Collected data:
-- Opening Marker --

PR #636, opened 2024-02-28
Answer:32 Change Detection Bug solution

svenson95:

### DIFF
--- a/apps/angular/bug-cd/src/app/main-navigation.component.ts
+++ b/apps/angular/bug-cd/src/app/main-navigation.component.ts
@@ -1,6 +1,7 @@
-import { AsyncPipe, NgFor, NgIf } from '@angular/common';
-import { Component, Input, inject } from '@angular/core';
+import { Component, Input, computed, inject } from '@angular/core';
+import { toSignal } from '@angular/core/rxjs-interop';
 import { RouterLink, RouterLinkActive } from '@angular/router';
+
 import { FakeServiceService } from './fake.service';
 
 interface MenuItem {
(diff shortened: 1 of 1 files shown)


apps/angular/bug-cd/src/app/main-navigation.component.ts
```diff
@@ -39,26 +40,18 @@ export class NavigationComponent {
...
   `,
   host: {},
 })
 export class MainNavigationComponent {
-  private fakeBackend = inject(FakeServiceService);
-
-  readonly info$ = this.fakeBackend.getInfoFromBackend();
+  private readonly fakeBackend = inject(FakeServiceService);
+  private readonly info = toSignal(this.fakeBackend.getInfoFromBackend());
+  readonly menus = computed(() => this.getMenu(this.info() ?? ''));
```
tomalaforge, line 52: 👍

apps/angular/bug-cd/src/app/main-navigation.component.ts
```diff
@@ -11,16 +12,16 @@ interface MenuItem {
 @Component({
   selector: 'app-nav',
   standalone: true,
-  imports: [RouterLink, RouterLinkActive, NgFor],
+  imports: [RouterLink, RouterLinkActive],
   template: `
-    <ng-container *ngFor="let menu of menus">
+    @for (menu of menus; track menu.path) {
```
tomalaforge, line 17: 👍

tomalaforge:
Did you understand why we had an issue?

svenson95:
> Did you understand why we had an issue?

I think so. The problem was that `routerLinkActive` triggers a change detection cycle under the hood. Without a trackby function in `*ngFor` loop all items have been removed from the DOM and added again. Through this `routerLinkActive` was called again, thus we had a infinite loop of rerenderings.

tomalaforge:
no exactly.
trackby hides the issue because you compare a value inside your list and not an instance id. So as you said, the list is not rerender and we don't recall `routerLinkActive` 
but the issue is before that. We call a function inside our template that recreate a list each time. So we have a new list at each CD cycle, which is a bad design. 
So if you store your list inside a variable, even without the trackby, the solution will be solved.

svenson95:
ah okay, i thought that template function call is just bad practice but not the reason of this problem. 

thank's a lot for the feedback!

-- Closing Marker --

- _What you will do_:
The entries above are to be copied word for word.

- _Exercise solution_:
PR #636, opened 2024-02-28
Answer:32 Change Detection Bug solution

svenson95:

### DIFF
--- a/apps/angular/bug-cd/src/app/main-navigation.component.ts
+++ b/apps/angular/bug-cd/src/app/main-navigation.component.ts
@@ -1,6 +1,7 @@
-import { AsyncPipe, NgFor, NgIf } from '@angular/common';
-import { Component, Input, inject } from '@angular/core';
+import { Component, Input, computed, inject } from '@angular/core';
+import { toSignal } from '@angular/core/rxjs-interop';
 import { RouterLink, RouterLinkActive } from '@angular/router';
+
 import { FakeServiceService } from './fake.service';
 
 interface MenuItem {
(diff shortened: 1 of 1 files shown)


apps/angular/bug-cd/src/app/main-navigation.component.ts
```diff
@@ -39,26 +40,18 @@ export class NavigationComponent {
...
   `,
   host: {},
 })
 export class MainNavigationComponent {
-  private fakeBackend = inject(FakeServiceService);
-
-  readonly info$ = this.fakeBackend.getInfoFromBackend();
+  private readonly fakeBackend = inject(FakeServiceService);
+  private readonly info = toSignal(this.fakeBackend.getInfoFromBackend());
+  readonly menus = computed(() => this.getMenu(this.info() ?? ''));
```
tomalaforge, line 52: 👍

apps/angular/bug-cd/src/app/main-navigation.component.ts
```diff
@@ -11,16 +12,16 @@ interface MenuItem {
 @Component({
   selector: 'app-nav',
   standalone: true,
-  imports: [RouterLink, RouterLinkActive, NgFor],
+  imports: [RouterLink, RouterLinkActive],
   template: `
-    <ng-container *ngFor="let menu of menus">
+    @for (menu of menus; track menu.path) {
```
tomalaforge, line 17: 👍

tomalaforge:
Did you understand why we had an issue?

svenson95:
> Did you understand why we had an issue?

I think so. The problem was that `routerLinkActive` triggers a change detection cycle under the hood. Without a trackby function in `*ngFor` loop all items have been removed from the DOM and added again. Through this `routerLinkActive` was called again, thus we had a infinite loop of rerenderings.

tomalaforge:
no exactly.
trackby hides the issue because you compare a value inside your list and not an instance id. So as you said, the list is not rerender and we don't recall `routerLinkActive` 
but the issue is before that. We call a function inside our template that recreate a list each time. So we have a new list at each CD cycle, which is a bad design. 
So if you store your list inside a variable, even without the trackby, the solution will be solved.

svenson95:
ah okay, i thought that template function call is just bad practice but not the reason of this problem. 

thank's a lot for the feedback!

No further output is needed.